@flakpyro

Our Issue with commvault was that despite it mounts the snapshots in the proxy VM it has to read them as a whole. So Inc Backups take nearly as long as Full backups. When you want to backup 20TB+ Incs every night, Thats not acceptable. So the Lack of CBT is really a big deal when doing VM Backups.

Performance with CommVault would be not that big of a problem since you can do multiple streams and multiple VMs simultanously but we could not get past 600MB/s which is a Xen Problem as of our Testing. With HyperV we see Performance in access of 1.6GB/s in the same Scenarios. But also this performance would be much to slow to do Incs every night.

We tested XO CBT but it was not stable and for what i read in the posts there seems to be problems with CBT and Live-Migration so that the CBT state seems to be lost. Also a big Problem for us.

When we used CommVault to backup multiple VMs we ran into Blue-Screens of the Xen Toolstack in the Windows VMs when attaching or detaching Snapshot-VDIs to the Proxy VMs. There clearly is a bug in the Xen Windows Drivers. So we had to reduce concurrency which reduced backup speed.

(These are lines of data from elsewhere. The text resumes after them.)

PR #4240, opened 2016-09-14
Add recipe for gitter

xuchunyang:
- Summary: A Gitter client
- Link: https://github.com/xuchunyang/gitter.el
- Association: I am the author

### DIFF
--- a/recipes/gitter
+++ b/recipes/gitter
@@ -1,0 +1,2 @@
+(gitter :fetcher github
+        :repo "xuchunyang/gitter.el")


syohex:
- https://github.com/xuchunyang/gitter.el/blob/ad8775c31849d2348469420f37bc78201b3d3490/gitter.el#L166

Please check `fboundp` for avoiding overwriting macro

- https://github.com/xuchunyang/gitter.el/blob/ad8775c31849d2348469420f37bc78201b3d3490/gitter.el#L176

Please check `(require 'subr-x nil 'no-error)` instead of `featurep`. `featurep` returns `t` when the library is already loaded. So it may return `nil` even Emacs 24.4 or higher versions users if they does not load library yet.

xuchunyang:
@syohex I have fixed the issues you mentioned. Thanks.

syohex:
Merged

purcell:
I wouldn't have merged this quite yet because there are a couple more issues:
- You shouldn't be patching `defvar-local` etc when they're missing. The [elisp coding conventions](https://www.gnu.org/s/emacs/manual/html_node/elisp/Coding-Conventions.html) are quite clear about how to handle that correctly. Or just depend on Emacs 24.3 or 24.4 if you need that stuff.
- The use of various `(require ...)` forms in `gitter--markup-emoji` isn't good practice, because if a user has multiple libraries installed, you shouldn't be deciding what to load. Either depend on a specific package, or make those markup methods a switchable option.

PR #4245, opened 2016-09-15
Add recipe for sexy-monochrome-theme

nuncostans:


syohex:
I sent PR for packaging format(https://github.com/nuncostans/sexy-monochrome-theme/pull/1). Your package does not conform for packaging format. Please see packaging document before writing package. (https://www.gnu.org/software/emacs/manual/html_node/elisp/Packaging.html)

And why do you specify `no-byte-compile` ? If it is not necessary, please remove it.

nuncostans:
I have fixed packaging format. I think

syohex:
Merged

We didn't do a short test with xen, we migrated out internal production Cluster to it from VMWare and used it for about 4 month now (30+ VMs on iSCSI Storage with 3 Nodes) and after we ran into more and more Problems we had many discussions with our team and we had to ask ourselfes what Xen brings to the table that is worth the drawbacks. The only scenario where it fits for us is where we have to map physical hardware into VMs.

We decided to come back in some time to see how the SMAPIv3 drivers work out and if there is a better support for shared storage.